● DATA SHOWN
PR #1491, opened 2019-09-16
fix: remove avatars from tab order / screenreaders

nolanlawson:
These elements are duplicated information (the link and name are right next to them), so they should be hidden from screenreaders and tab order.

I also went ahead and fixed a place where I think I should be using aria-busy instead of aria-hidden, because it's content that's asynchronously loading.

### DIFF
--- a/src/routes/_components/compose/ComposeAuthor.html
+++ b/src/routes/_components/compose/ComposeAuthor.html
@@ -1,14 +1,17 @@
 <a {href}
    rel="prefetch"
    class="compose-box-avatar {loaded ? 'loaded' : 'not-loaded'}"
-   aria-hidden={true}
+   aria-hidden="true"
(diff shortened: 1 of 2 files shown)


nolanlawson:
What's really weird is that VoiceOver on Chrome on macOS does not seem to actually take the avatars out of the screen reader visibility, and they just show up as "link" with no name. But I'm not sure if it's a VoiceOver bug or what.

nolanlawson:
Based on https://stackoverflow.com/q/40659260 it may be a bug in Chrome, so I'll have to test in Safari once I get access to a macOS device again.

● WORK REQUIRED
All records above are to be printed exactly, with nothing omitted.

● RESPONSE BELOW
PR #1491, opened 2019-09-16
fix: remove avatars from tab order / screenreaders

nolanlawson:
These elements are duplicated information (the link and name are right next to them), so they should be hidden from screenreaders and tab order.

I also went ahead and fixed a place where I think I should be using aria-busy instead of aria-hidden, because it's content that's asynchronously loading.

### DIFF
--- a/src/routes/_components/compose/ComposeAuthor.html
+++ b/src/routes/_components/compose/ComposeAuthor.html
@@ -1,14 +1,17 @@
 <a {href}
    rel="prefetch"
    class="compose-box-avatar {loaded ? 'loaded' : 'not-loaded'}"
-   aria-hidden={true}
+   aria-hidden="true"
(diff shortened: 1 of 2 files shown)


nolanlawson:
What's really weird is that VoiceOver on Chrome on macOS does not seem to actually take the avatars out of the screen reader visibility, and they just show up as "link" with no name. But I'm not sure if it's a VoiceOver bug or what.

nolanlawson:
Based on https://stackoverflow.com/q/40659260 it may be a bug in Chrome, so I'll have to test in Safari once I get access to a macOS device again.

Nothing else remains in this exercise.